According to the invention, firstly, modification is carried out on proper sites of the small molecular inhibitor, the modification process is a multi-step reaction, conditions are slightly different among different reactions, preferably, a reaction solvent is N, N-dimethylformamide, acetonitrile, methanol or tetrahydrofuran, the reaction temperature is preferably 20-120 ℃, and the reaction time is 1-16 hours; secondly, connecting the obtained derivative of the small molecular inhibitor with a linking molecule to obtain a product II, preferably, the molar ratio of the derivative of the small molecular inhibitor to the linking molecule is 1: 1.1-1: 3, the reaction solvent is N, N-dimethylformamide, acetonitrile or tetrahydrofuran, the reaction temperature is preferably 50-120 ℃, and the reaction time is 10-24 hours; and finally, reacting the obtained product II with fluorescent dye molecules to obtain the fluorescent probe based on the small molecule inhibitor, wherein the preferable reaction solvent is N, N-dimethylformamide, dimethyl sulfoxide, PBS or water, the reaction temperature is room temperature, the molar ratio of the product II to the fluorescent dye molecules is 1: 1.1-1: 2, and the reaction time is 2-24 hours.

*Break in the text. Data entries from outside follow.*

PR #450, opened 2022-07-13
fix: node version check now uses process.versions.node

### LINKED ISSUE #447: Version number check fails on Bun
I decided to give Bun a try by running the Mocha test suite of one of my packages.  The very first failure was in `yargs-parser` like so:

```
$ bun run ./node_modules/mocha/bin/mocha.js test-partials.js test-parse.js test-process.js 
986 |     ? Number(process.env.YARGS_MIN_NODE_VERSION)
987 |     : 10;
988 | if (process && process.version) {
989 |     const major = Number(process.version.match(/v([^.]+)/)[1]);
990 |     if (major < minNodeVersion) {
991 |         throw Error(`yargs parser supports a minimum Node.js version of ${minNodeVersion}. Read our version support policy: https://github.com/yargs/yargs-parser#supported-nodejs-versions`);
                  ^
 error: yargs parser supports a minimum Node.js version of 10. Read our version support policy: https://github.com/yargs/yargs-parser#supported-nodejs-versions
      at /home/david/Projects/akasharender/mahabhuta/test/node_modules/yargs-parser/build/index.cjs:991:14
      at bun:wrap:1:16354
      at /home/david/Projects/akasharender/mahabhuta/test/node_modules/mocha/lib/cli/options.js:12:28
      at bun:wrap:1:16354
      at /home/david/Projects/akasharender/mahabhuta/test/node_modules/mocha/bin/mocha.js:13:30
```

Clearly, Bun isn't going to give a value for `process.version` that is compatible with Node.js versions.  With this script

```js
console.log(process.version);

console.log(process);
```

I get this output:

```
$ bun run pv.js 
v0.1.2
{ ... }
```

For reference: https://github.com/Jarred-Sumner/bun/issues/462

paperdave:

According to the invention, the product II obtained in the step II is reacted with fluorescent dye molecules, and the reaction needs to be determined according to the molecular groups at the two ends of the product. When the molecular terminal of the product II is an amino group, directly carrying out nucleophilic substitution reaction on the product II and the active ester of the fluorescent dye molecule, wherein the substitution reaction is preferably carried out in a reaction solvent, the reaction solvent is preferably N, N-dimethylformamide, dimethyl sulfoxide, PBS or water, an alkali is required to be added in the reaction process, the alkali is preferably triethylamine or diisopropylethylamine, the temperature of the substitution reaction is preferably room temperature and dark, and the reaction time is preferably 2-24 hours;
when the molecular tail end of the product II is an azide group, a click chemistry method can be selected to react with a dye molecule with an alkynyl group to obtain a required small molecular probe, the reaction temperature is preferably room temperature, and the reaction time is preferably 2-24 hours;
when the molecular terminal of the product II is an alkynyl group, a click chemistry method can be selected to react with a dye molecule with an azide group to obtain a required small molecular probe, the reaction temperature is preferably room temperature, and the reaction time is preferably 2-24 hours;
when the molecular end of the product II is a sulfydryl group, the product II can be selected to perform substitution reaction with dye molecules with maleic anhydride groups to obtain a required small molecular probe, the reaction temperature is preferably room temperature, and the reaction time is preferably 2-24 hours;
the present invention is described in further detail below with reference to specific examples, in which the starting materials are all commercially available.